(Collected data)
· · ·

PR #389, opened 2023-05-31
Use built-in function to evaluate ReadyCondition

kajinamit:
... instead of duplicating the logic.

### DIFF
--- a/api/v1beta1/nova_types.go
+++ b/api/v1beta1/nova_types.go
@@ -18,7 +18,6 @@ package v1beta1
 
 import (
 	condition "github.com/openstack-k8s-operators/lib-common/modules/common/condition"
-	corev1 "k8s.io/api/core/v1"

· · ·

• [Your assignment]: All the lines above should come back exactly as written.

• [Answer below]:
PR #389, opened 2023-05-31
Use built-in function to evaluate ReadyCondition

kajinamit:
... instead of duplicating the logic.

### DIFF
--- a/api/v1beta1/nova_types.go
+++ b/api/v1beta1/nova_types.go
@@ -18,7 +18,6 @@ package v1beta1
 
 import (
 	condition "github.com/openstack-k8s-operators/lib-common/modules/common/condition"
-	corev1 "k8s.io/api/core/v1"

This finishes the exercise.